Wouldn’t it make more sense to just connect one driver to each amplifier channel? It puts out 750 watts @ 4-ohms. So each driver will get 750 watts!

Not to mention, it’s much easier for an amplifier to drive 4-ohm loads than 2-ohm. It will run cooler and last longer.

I’d suggest re-working your enclosure and put in one termination panel for each chamber. That makes much more sense than what you’re doing now.

Regards,
Wayne


----------



## jmd1982 (Oct 25, 2009)

hey thank you for the reply.

from the reading ive done so far, it seemed as if 2 ohms was better for music purposes, unless i misunderstood the article. (2ohms was louder?)

also the enclosure has 1 plate for each chamber, sorry if that picture was retarded.

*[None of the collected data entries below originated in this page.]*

PR #173, opened 2019-08-26
fix empty optimization result + test of infeasible ip restricted master

### LINKED ISSUE #167: error getbestprimasol when OptimizationResults empty
When the ip restricted master heuristic is applied on a master containing 0 cols, it should return no solution found.

But we have an error because of :
`getbestprimalsol(res::OptimizationResult) = res.primal_sols[1]`  (optimizationresults.jl:53)

guimarqu:
Fix #167

### DIFF
--- a/src/optimizationresults.jl
+++ b/src/optimizationresults.jl
@@ -50,8 +50,8 @@ getprimalsols(res::OptimizationResult) = res.primal_sols
 getdualsols(res::OptimizationResult) = res.dual_sols
 nbprimalsols(res::OptimizationResult) = length(res.primal_sols)
 nbdualsols(res::OptimizationResult) = length(res.dual_sols)
-getbestprimalsol(res::OptimizationResult) = res.primal_sols[1]
-getbestdualsol(res::OptimizationResult) = res.dual_sols[1]
+getbestprimalsol(res::OptimizationResult) = get(res.primal_sols, 1, nothing)
+getbestdualsol(res::OptimizationResult) = get(res.dual_sols, 1, nothing)
 setprimalbound!(res::OptimizationResult, b::PrimalBound) = res.primal_bound = b
 setdualbound!(res::OptimizationResult, b::DualBound) = res.dual_bound = b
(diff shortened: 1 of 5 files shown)


src/optimizationresults.jl
```diff
@@ -50,8 +50,8 @@ getprimalsols(res::OptimizationResult) = res.primal_sols
 getdualsols(res::OptimizationResult) = res.dual_sols
 nbprimalsols(res::OptimizationResult) = length(res.primal_sols)
 nbdualsols(res::OptimizationResult) = length(res.dual_sols)
-getbestprimalsol(res::OptimizationResult) = res.primal_sols[1]
-getbestdualsol(res::OptimizationResult) = res.dual_sols[1]
+getbestprimalsol(res::OptimizationResult) = get(res.primal_sols, 1, nothing)
```
vitornesello: Maybe we should leave it to the user to ask if there is a solution available in case he is not sure.
We could add a function `issolavailable`
Anyway after calling `getbestsol` he will need to check if the return value was `nothing`

test/unit/algorithms/masteripheur.jl
```diff
@@ -0,0 +1,32 @@
...
+            params = CL.Params(
+                global_strategy = CL.GlobalStrategy(InfeasibleMasterIpHeur, CL.NoBranching, CL.DepthFirst)
+            ),
+            default_optimizer = with_optimizer(GLPK.Optimizer)
+        )
+
+        problem, x, dec = CLD.GeneralizedAssignment.model(data, coluna)
+
+        JuMP.optimize!(problem)
+        @test JuMP.objective_value(problem) == Inf
```
vitornesello: Can you also check the feasibility status?

src/optimizationresults.jl
vitornesello: So what is the best behavior? In any case, the user should assure himself that there is at least one solution available, it he uses directly the result of the new `getbestsol` he might also get in trouble

vitornesello: It means we will have to add methods for functions that expect a solution all over the place.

going with the 4ohm setup, id just connect 1 driver to the top black and red, and the second dial to the bottom black and red on the back of the amp correct?


----------



## Wayne A. Pflughaupt (Apr 13, 2006)

jmd1982 said:


> from the reading ive done so far, it seemed as if 2 ohms was better for music purposes, unless i misunderstood the article.


Can't say as I've ever heard that one. Doesn't make much sense actually. Home audio manufacturers have been making outboard power amps for decades, so if that were true, they would have been making them 2-ohm all along. They didn't, they were mostly all 8 and 4-ohm amps. Sure, that may have been because the technology wasn't available. But it is now, and virtually no audiophile company - Bryston, Acurus, Adcom, Krell, etc. - makes a 2-ohm amplifier.

Regards,
Wayne


----------



## jmd1982 (Oct 25, 2009)

sounds good, as far as the hook up to the amp is it what i stated?

thanks again

-john


----------



## Wayne A. Pflughaupt (Apr 13, 2006)

Yes - negative to black, positive to red.

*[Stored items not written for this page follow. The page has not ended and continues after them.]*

PR #183, opened 2019-09-16
Uniformize filter functions

### LINKED ISSUE #106: getvars(::Formulation) should return a membersvector

guimarqu:
fix #106

### DIFF
--- a/src/containers/elements.jl
+++ b/src/containers/elements.jl
@@ -1,0 +1,36 @@
+struct ElemDict{VC <: AbstractVarConstr}
+    elements::Dict{Id{VC}, VC}
+end
+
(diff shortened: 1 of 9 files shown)


src/containers/elements.jl
```diff
@@ -0,0 +1,36 @@
+struct ElemDict{VC <: AbstractVarConstr}
+    elements::Dict{Id{VC}, VC}
+end
+
+function ElemDict{VC}() where {VC <: AbstractVarConstr}
```
vitornesello: inlined mode?

vitornesello: to all functions in this file actually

Be sure and pay attention to the dip switch settings on the amp - make sure the low cut filters are off. Also, if you're running the amp from your receiver's subwoofer output, switch the amp to "Parallel." That way you only need one cable from the receiver to the sub.

Regards,
Wayne


----------



## jmd1982 (Oct 25, 2009)

got everything working thanks for your help very much appreciated!


as for the controls on the amp/receiver

do i want to put the amp all the way up (full power to each sub) and then control the volume to prevent clipping through the receiver?

or do i want to set the amp low and raise the volume through the reciever to increase the sub volume?


----------



## booksmrt (Nov 4, 2008)

i would set the amp volume so that everything sounds good at your normal listening volume. the receiver volume should beable to handle it from there


----------



## jmd1982 (Oct 25, 2009)

the amp volume?

do you mean the amp gain?

the problem iam having is really annoying. It seems that the amp/subs are clipping way before they should be. Iam getting a decent amount of bass from the two 12's but no where near room shaking(and its in a very small room) Something is not right and iam not sure what it is.


----------



## dyohn (Apr 17, 2008)

jmd1982 said:


> the amp volume?
> 
> do you mean the amp gain?
> 
> the problem iam having is really annoying. It seems that the amp/subs are clipping way before they should be. Iam getting a decent amount of bass from the two 12's but no where near room shaking(and its in a very small room) Something is not right and iam not sure what it is.


First, diuble check all your polarities. Having one voice coil (or one sub) out of electrical phase will drop your output significantly. Second, how do you know the amp is clipping?


----------



## Wayne A. Pflughaupt (Apr 13, 2006)

Yes, wrong polarity could nuke it in a heartbeat. Also, did you make sure the HP filters are off?

Regards,
Wayne


----------



## jmd1982 (Oct 25, 2009)

polarities are fine, hp is off

my amp is currently connected to my receiver via an rca cable in the pre-out area which then connects to 1 bi xlr cable (one into port 1 on the amp and one into port 2)

is this correct or should i be using the "ext in" panel labled SW on the receiver

messing with the crossover frequency on the receiver seemed to help a bit but iam not exactly sure what they should be set at for music listening only purposes.

my 2 front speakers are 

energy c-100's 
* Recommended Amplifier Power: up to 110 watts
* Nominal Impedence: 8 ohms; Minimum Impedance: 4 ohms
* Frequency Response: 55 Hz-20 kHz +/- 3 dB
* Useable Bass Response (-10 db Anechoic): 50 Hz
* Sensitivity: anechoic 87 dB; 2 speakers in a typical room 90 dB
* Crossover Point: 2.6 kHz
* Overall Dimensions: 11.5" tall, 6.75" wide, 8.5" deep
* Weight: 11 lbs 

with the 2 12" shiva-x drivers.


----------